Dataset records
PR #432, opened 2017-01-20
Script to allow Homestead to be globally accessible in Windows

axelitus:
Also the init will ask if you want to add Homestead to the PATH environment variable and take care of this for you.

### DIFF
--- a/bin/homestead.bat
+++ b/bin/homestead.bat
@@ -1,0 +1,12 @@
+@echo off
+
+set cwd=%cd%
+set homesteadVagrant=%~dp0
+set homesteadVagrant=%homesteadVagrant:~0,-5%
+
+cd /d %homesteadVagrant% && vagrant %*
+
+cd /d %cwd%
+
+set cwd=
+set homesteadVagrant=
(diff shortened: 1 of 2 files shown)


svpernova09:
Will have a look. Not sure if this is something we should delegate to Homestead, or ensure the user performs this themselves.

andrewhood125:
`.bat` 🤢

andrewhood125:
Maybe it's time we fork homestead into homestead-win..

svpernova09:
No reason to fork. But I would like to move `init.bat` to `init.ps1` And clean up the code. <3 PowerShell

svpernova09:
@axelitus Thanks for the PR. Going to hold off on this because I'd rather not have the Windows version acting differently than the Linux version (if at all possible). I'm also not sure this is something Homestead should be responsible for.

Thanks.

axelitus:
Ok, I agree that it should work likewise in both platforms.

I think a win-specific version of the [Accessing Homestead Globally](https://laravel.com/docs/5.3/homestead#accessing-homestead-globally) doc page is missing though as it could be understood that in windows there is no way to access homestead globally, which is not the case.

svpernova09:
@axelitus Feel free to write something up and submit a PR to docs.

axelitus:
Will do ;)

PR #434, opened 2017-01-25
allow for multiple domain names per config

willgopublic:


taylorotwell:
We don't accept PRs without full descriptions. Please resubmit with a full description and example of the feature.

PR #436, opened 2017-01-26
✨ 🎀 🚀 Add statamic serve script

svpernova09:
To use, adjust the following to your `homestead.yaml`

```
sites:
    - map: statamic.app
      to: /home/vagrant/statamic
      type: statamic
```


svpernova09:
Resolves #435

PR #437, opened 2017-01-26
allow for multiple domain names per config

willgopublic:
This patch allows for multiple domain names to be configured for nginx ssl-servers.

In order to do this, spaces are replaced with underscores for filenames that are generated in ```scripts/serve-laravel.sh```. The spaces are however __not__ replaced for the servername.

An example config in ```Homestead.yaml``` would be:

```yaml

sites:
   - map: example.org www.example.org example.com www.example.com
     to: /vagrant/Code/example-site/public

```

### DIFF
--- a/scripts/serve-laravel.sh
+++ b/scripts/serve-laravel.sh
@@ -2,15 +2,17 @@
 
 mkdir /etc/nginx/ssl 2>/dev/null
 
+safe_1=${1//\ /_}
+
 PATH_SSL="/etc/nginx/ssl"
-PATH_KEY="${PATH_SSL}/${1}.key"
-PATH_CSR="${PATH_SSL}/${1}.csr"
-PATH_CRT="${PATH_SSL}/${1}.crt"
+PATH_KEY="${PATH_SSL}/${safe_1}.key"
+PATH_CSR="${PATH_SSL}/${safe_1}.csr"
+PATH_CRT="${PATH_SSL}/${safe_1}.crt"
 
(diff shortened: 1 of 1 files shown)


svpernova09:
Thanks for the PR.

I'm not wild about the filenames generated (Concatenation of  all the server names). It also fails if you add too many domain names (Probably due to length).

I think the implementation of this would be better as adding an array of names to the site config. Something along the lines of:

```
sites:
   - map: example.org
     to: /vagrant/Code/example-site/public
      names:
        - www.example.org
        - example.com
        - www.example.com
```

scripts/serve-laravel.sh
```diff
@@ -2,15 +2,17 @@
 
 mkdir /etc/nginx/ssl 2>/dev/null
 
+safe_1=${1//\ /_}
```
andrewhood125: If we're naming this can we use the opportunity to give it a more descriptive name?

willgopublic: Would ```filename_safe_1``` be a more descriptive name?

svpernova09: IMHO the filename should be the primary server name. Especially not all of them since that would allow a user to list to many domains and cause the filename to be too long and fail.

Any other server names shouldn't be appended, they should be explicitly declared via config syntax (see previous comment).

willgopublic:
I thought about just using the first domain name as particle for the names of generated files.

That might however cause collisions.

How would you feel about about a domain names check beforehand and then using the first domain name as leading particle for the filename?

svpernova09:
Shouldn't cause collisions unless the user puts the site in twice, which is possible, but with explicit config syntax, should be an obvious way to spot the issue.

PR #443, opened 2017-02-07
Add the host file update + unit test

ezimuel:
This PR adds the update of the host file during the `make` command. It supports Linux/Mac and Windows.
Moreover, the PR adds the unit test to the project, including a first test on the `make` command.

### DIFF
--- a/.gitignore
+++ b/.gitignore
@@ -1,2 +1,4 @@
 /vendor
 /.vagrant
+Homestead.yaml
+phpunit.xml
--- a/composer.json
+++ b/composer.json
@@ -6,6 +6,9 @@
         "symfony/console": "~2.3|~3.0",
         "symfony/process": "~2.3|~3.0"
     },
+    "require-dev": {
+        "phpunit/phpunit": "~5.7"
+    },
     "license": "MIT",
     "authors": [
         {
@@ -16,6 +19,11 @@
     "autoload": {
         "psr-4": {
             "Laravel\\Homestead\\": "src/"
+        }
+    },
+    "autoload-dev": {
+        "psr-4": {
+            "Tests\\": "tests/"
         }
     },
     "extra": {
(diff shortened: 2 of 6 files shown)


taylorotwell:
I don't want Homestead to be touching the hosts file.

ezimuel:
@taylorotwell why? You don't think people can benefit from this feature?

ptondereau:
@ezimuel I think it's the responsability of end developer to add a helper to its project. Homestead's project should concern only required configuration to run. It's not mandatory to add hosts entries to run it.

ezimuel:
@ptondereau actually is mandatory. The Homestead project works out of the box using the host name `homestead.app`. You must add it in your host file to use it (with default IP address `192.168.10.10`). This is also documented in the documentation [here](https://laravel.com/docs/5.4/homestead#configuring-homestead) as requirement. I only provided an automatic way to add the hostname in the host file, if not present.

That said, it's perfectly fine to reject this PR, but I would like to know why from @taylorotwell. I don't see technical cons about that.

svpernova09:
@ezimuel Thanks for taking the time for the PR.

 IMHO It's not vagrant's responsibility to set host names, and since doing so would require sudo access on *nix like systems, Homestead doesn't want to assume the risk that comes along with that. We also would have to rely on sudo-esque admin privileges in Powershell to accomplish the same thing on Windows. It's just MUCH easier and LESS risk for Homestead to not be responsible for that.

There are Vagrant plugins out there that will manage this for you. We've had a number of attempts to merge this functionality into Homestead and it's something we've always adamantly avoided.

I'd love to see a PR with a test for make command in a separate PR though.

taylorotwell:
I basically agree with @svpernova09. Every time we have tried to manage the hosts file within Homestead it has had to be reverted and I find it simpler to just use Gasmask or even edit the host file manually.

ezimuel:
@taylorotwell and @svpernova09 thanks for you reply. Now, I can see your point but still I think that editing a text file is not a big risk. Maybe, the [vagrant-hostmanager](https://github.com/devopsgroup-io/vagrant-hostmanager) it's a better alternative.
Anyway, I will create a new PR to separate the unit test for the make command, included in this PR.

PROBLEM
Show the lines where the word "Linux" appears in the entries.

SOLUTION TO THIS PROBLEM
@axelitus Thanks for the PR. Going to hold off on this because I'd rather not have the Windows version acting differently than the Linux version (if at all possible). I'm also not sure this is something Homestead should be responsible for.
This PR adds the update of the host file during the `make` command. It supports Linux/Mac and Windows.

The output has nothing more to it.